Functional Emphasis:

Different bacterial HtrAs show varying balances between proteolytic and chaperone functions:

• S. aureus HtrA1 appears to emphasize chaperone activity over proteolytic function, as demonstrated by its ability to confer thermal stress protection despite weak protease activity .

• In contrast, H. pylori HtrA functions as a potent secreted virulence factor with strong proteolytic activity against host cell proteins .

• E. coli DegP demonstrates temperature-dependent switching between chaperone and protease activities, with chaperone function predominating at lower temperatures and proteolytic activity increasing at elevated temperatures.

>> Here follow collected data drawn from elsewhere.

PR #383, opened 2019-12-16
Update Github issue template

paaloeye:
I found `helm_resource` is quite confusing, so I think it's a good idea to actualise it.


meyskens (approved):
Good spot! Thanks

PR #391, opened 2020-02-04
Fix test infra on GKE

jrhouston:
This fixes the following error when trying to spin up the test infrastructure:

```
Error: node_version and min_master_version must be set to equivalent values on create
```


alexsomesan (approved):
LGTM!
Thanks, @jrhouston’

Structural Basis for Functional Differences:

Sequence alignments and structural analyses of HtrA proteases from different bacterial species reveal:

This comparative analysis highlights the evolutionary diversification of HtrA proteases to serve species-specific functions in bacterial physiology and pathogenesis.

What methodological approaches are most effective for studying the functional differences between HtrA1 and HtrA2 in S. aureus?

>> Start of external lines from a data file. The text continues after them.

PR #394, opened 2020-02-05
Helm v3 import release feature

relu:
This adds support for importing helm releases into the terraform state.

Example use case:
```terraform
data "helm_repository" "stable" {
  name = "stable"
}

  name        = "mariadb-example"
  repository  = data.helm_repository.stable.metadata.0.name
  chart       = "mariadb"
  namespace   = "example"
  max_history = 5
  timeout     = 60
}
```
```
$ terraform import helm_release.example example/mariadb-example
```

The implementation logic is definitely open for debate.

TODO:
- [x] Test coverage
- [x] Documentation
- [ ] Bump version


helm/resource_release.go
```diff
@@ -776,3 +783,40 @@ func chartPathOptions(d resourceGetter, m *Meta) (*action.ChartPathOptions, stri
...
+	d.Set("name", r.Name)
+
+	if err := setIDAndMetadataFromRelease(d, r); err != nil {
+		return nil, err
+	}
+
+	return schema.ImportStatePassthrough(d, meta)
+}
+
+func idParts(id string) (string, string, error) {
```
jrhouston: I'd like to change this to a more explicit name like `parseImportIdentifier` since it's only used when importing, and does the pretty explicit job of parsing the Id string into a namespace and name. I think "Parts" is a detail of the function's implementation.

helm/resource_release.go
```diff
@@ -776,3 +783,40 @@ func chartPathOptions(d resourceGetter, m *Meta) (*action.ChartPathOptions, stri
 		Password: d.Get("repository_password").(string),
 	}, chartName, nil
 }
+
+func resourceHelmReleaseImportState(d *schema.ResourceData, meta interface{}) ([]*schema.ResourceData, error) {
```
jrhouston, line 870: Something that we're not doing here is accounting for the default values that can't be imported from the helm data. We'll need a way to set the defaults, if they're not set in the HCL, when the resource is being imported.

For example, using this config:
```hcl
provider "helm" {}

data "helm_repository" "stable" {
  name = "stable"
  url = "https://kubernetes-charts.storage.googleapis.com/"
}

resource "helm_release" "mysql" {
  name = "mysql-test-db"
  repository = data.helm_repository.stable.metadata[0].name
  chart = "mysql"
}
```

When I run `terraform import default/mysql-test-db` it successfully imports. However when I run plan again, this happens:

```
  # helm_release.mysql will be updated in-place
  ~ resource "helm_release" "mysql" {
      + atomic                = false
        chart                 = "mysql"
      + cleanup_on_fail       = false
      + dependency_update     = false
      + disable_crd_hooks     = false
      + disable_webhooks      = false
      + force_update          = false
        id                    = "mysql-test-db"
      + max_history           = 0
        metadata              = [
            {
                chart     = "mysql"
                name      = "mysql-test-db"
                namespace = "default"
                revision  = 1
                values    = "null"
                version   = "1.6.2"
            },
        ]
        name                  = "mysql-test-db"
        namespace             = "default"
      + recreate_pods         = false
      + render_subchart_notes = true
      + replace               = false
      + repository            = "stable"
      + reset_values          = false
      + reuse_values          = false
      + skip_crds             = false
        status                = "deployed"
      + timeout               = 300
      + verify                = false
        version               = "1.6.2"
      + wait                  = true
    }

Plan: 0 to add, 1 to change, 0 to destroy.

------------------------------------------------------------------------
```

helm/resource_release_test.go
```diff
@@ -57,6 +57,33 @@ func TestAccResourceRelease_basic(t *testing.T) {
...
+	name := fmt.Sprintf("test-import-%s", acctest.RandString(10))
+	namespace := fmt.Sprintf("%s-%s", testNamespace, acctest.RandString(10))
+	// Delete namespace automatically created by helm after checks
+	defer deleteNamespace(t, namespace)
+
+	resource.ParallelTest(t, resource.TestCase{
+		PreCheck:     func() { testAccPreCheck(t, namespace) },
+		Providers:    testAccProviders,
+		CheckDestroy: testAccCheckHelmReleaseDestroy(namespace),
+		Steps: []resource.TestStep{{
```
jrhouston, line 70: Following on from my comment [here](https://github.com/terraform-providers/terraform-provider-helm/pull/394/files#r375605806). I would propose adding some additional checks that cover the case where we check for default values that haven't been set in the HCL.

jrhouston (changes requested):
This looks great so far, thank you for contributing @relu! If you need any help with the tests or updating the documentation let me know. 😄

helm/resource_release.go
relu: Yes, I'm aware of this issue and was planning to figure it out soon enough. I was thinking the only reasonable way to do this was to create a "default values" map that would be referenced both from the resource schema definition and the import function.

helm/resource_release_test.go
relu: This test is currently failing and I'm in a bit of a deadlock right now cause I can't really figure out how to make it work.

Let me know if you have any ideas

relu:
I noticed the acceptance tests job no longer ran in Travis, was it disabled?

helm/resource_release_test.go
relu: Think I've figured it out :)

helm/resource_release.go
relu: Please check my solution and let me know what you think. I've managed to get all the defaults in except for the `repository` attribute which we have absolutely no information about from the helm release itself (looks like it never gets stored as part of the release metadata, might make sense to raise this to the helm maintainers).

jrhouston:
> I noticed the acceptance tests job no longer ran in Travis, was it disabled?

Looks like there was some issues with `.travis.yaml`. I've opened #407 to address.

helm/resource_release_test.go
```diff
@@ -56,6 +55,51 @@ func TestAccResourceRelease_basic(t *testing.T) {
...
+				func() []resource.TestCheckFunc {
+					importTestCheckFuncs := []resource.TestCheckFunc{
+						resource.TestCheckResourceAttr("helm_release.imported", "metadata.0.revision", "1"),
+						resource.TestCheckResourceAttr("helm_release.imported", "metadata.0.version", "7.1.0"),
+						resource.TestCheckResourceAttr("helm_release.imported", "status", release.StatusDeployed.String()),
+						resource.TestCheckNoResourceAttr("helm_release.imported", "repository"),
+					}
+
+					// Test for default values being set
+					for key, value := range DefaultAttributes {
```
jrhouston: Further to my comment above, I think using this variable means this acceptance test is relying upon an implementation detail of the provider. It would be better if we wrote out the checks explicitly. 

It's tedious, but it means at a glance you can look at the test and know exactly what is being tested.

helm/resource_release.go
```diff
@@ -24,13 +24,36 @@ import (
 // errReleaseNotFound is the error when a Helm release is not found
 var errReleaseNotFound = errors.New("release not found")
 
+// DefaultAttributes release attribute values
+var DefaultAttributes = map[string]interface{}{
```
jrhouston: This should probably be private like the variable above.

jrhouston (changes requested):

jrhouston:
Requested a couple of changes but otherwise this is great work thank you @relu.

helm/resource_release_test.go
relu: I agree with your assessment.

jrhouston:
I'm seeing errors when running the acceptance tests in this branch. The issue looks to be with the `description` field but I haven't investigated further yet.

```
--- FAIL: TestAccResourceRelease_postrender (60.12s)
    provider_test.go:148: [DEBUG] Creating namespace terraform-acc-test-40t6ntjnfg
    testing.go:654: Step 0 error: After applying this step, the plan was not empty:

        DIFF:

        UPDATE: helm_release.test
          atomic:                     "false" => "false"
          chart:                      "mariadb" => "mariadb"
          cleanup_on_fail:            "false" => "false"
          dependency_update:          "false" => "false"
          description:                "Install complete" => ""
          disable_crd_hooks:          "false" => "false"
          disable_openapi_validation: "false" => "false"
          disable_webhooks:           "false" => "false"
          force_update:               "false" => "false"
          id:                         "test" => "test"
          max_history:                "0" => "0"
          metadata.#:                 "1" => "1"
          metadata.0.chart:           "mariadb" => "mariadb"
          metadata.0.name:            "test" => "test"
          metadata.0.namespace:       "terraform-acc-test-40t6ntjnfg" => "terraform-acc-test-40t6ntjnfg"
          metadata.0.revision:        "1" => "1"
          metadata.0.values:          "{\"master\":{\"persistence\":{\"enabled\":false}},\"replication\":{\"enabled\":false}}" => "{\"master\":{\"persistence\":{\"enabled\":false}},\"replication\":{\"enabled\":false}}"
          metadata.0.version:         "7.1.0" => "7.1.0"
          name:                       "test" => "test"
          namespace:                  "terraform-acc-test-40t6ntjnfg" => "terraform-acc-test-40t6ntjnfg"
          postrender.#:               "1" => "1"
          postrender.0.binary_path:   "cat" => "cat"
          recreate_pods:              "false" => "false"
          render_subchart_notes:      "true" => "true"
          replace:                    "false" => "false"
          repository:                 "https://kubernetes-charts.storage.googleapis.com" => "https://kubernetes-charts.storage.googleapis.com"
          reset_values:               "false" => "false"
          reuse_values:               "false" => "false"
          set.#:                      "2" => "2"
          set.0.name:                 "master.persistence.enabled" => "master.persistence.enabled"
          set.0.value:                "false" => "false"
          set.1.name:                 "replication.enabled" => "replication.enabled"
          set.1.value:                "false" => "false"
          set_sensitive.#:            "0" => "0"
          set_string.#:               "0" => "0"
          skip_crds:                  "false" => "false"
          status:                     "deployed" => "deployed"
          timeout:                    "300" => "300"
          verify:                     "false" => "false"
          version:                    "7.1.0" => "7.1.0"
          wait:                       "true" => "true"
```

jrhouston (approved):

jrhouston:
Thank you @relu!

aristosvo:
@jrhouston Any idea when we can expect the v1.0.1 release with this feature?

bigwheel:
It seems like 1.1.0 contains this feature.
https://github.com/terraform-providers/terraform-provider-helm/blob/080e3d99/CHANGELOG.md#110-unreleased
I'm so haapy because I'm migrating helm install script to terraform tf files just now.
Many thanks.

To effectively study the functional differences between HtrA1 and HtrA2 in S. aureus, researchers should employ multiple complementary methodological approaches:

1. Genetic Manipulation Strategies:

• Single and Double Mutant Construction: Generate isogenic mutants with individual knockouts (htrA1, htrA2) and double knockouts (htrA1 htrA2) in multiple S. aureus strain backgrounds (e.g., RN6390, COL, clinical isolates) to reveal strain-specific functions .

• Complementation Studies: Re-introduce wild-type or mutated versions of each htrA gene to confirm phenotypes and dissect specific functional domains.

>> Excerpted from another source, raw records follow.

PR #407, opened 2020-02-12
Use kind to run acceptance tests in travis-ci

jrhouston:


relu:
I'll send you a fix for the failing test, there's a race condition caused by the repo resource name collision.

jrhouston:
Awesome, thanks @relu.

jrhouston:
Hmm, looks like there's still a flakey test.

relu:
Indeed, and this one doesn't seem to be caused by parallelization; I wasn't able to reproduce it locally. I suspect it has something to do with the release resource being initialized before the data repo is updated, but have no idea right now how to investigate that further.

relu:
Would be great to get this into `master` so other PRs can benefit from functioning tests.

jrhouston:
> Would be great to get this into `master` so other PRs can benefit from functioning tests.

• Domain Swap Experiments: Create chimeric proteins exchanging domains between HtrA1 and HtrA2 to identify regions responsible for specific functions.

2. Phenotypic Characterization Approaches:

• Stress Response Profiling: Evaluate growth under various stress conditions (thermal, oxidative, antibiotic) to define stress-specific roles of each HtrA protein .

• Virulence Factor Expression Analysis: Use proteomics and transcriptomics to comprehensively assess effects on extracellular protein production and regulatory RNA levels (particularly agr RNA III) .

• In vivo Infection Models: Employ multiple animal models (e.g., rat endocarditis model, mouse sepsis model) to assess strain-specific contributions to virulence .

3. Biochemical and Structural Characterization:

• Comparative Enzymatic Assays: Perform side-by-side analysis of substrate specificity and enzymatic kinetics using recombinant proteins.

• Active Site Mutagenesis: Create catalytically inactive variants of each protein to dissect relative contributions of proteolytic versus chaperone functions .

• Structural Analysis: Use X-ray crystallography or cryo-electron microscopy to determine and compare three-dimensional structures.

4. Protein Interaction Studies:

• Substrate Identification: Employ techniques like BioID or crosslinking-mass spectrometry to identify natural substrates of each HtrA protease.

• Interactome Analysis: Characterize the protein-protein interaction networks of HtrA1 and HtrA2, particularly focusing on components of the agr system.

• Localization Studies: Use immunofluorescence microscopy or subcellular fractionation to determine if the two proteases localize to different cellular compartments.

5. Systems Biology Approaches:

• Multi-omics Integration: Combine transcriptomics, proteomics, and metabolomics data from mutant strains to build comprehensive functional networks.

• Regulatory Network Modeling: Develop mathematical models of HtrA involvement in stress response and virulence regulation across different strain backgrounds.

By integrating these diverse methodological approaches, researchers can develop a comprehensive understanding of the distinct and overlapping functions of HtrA1 and HtrA2 in S. aureus physiology and pathogenesis.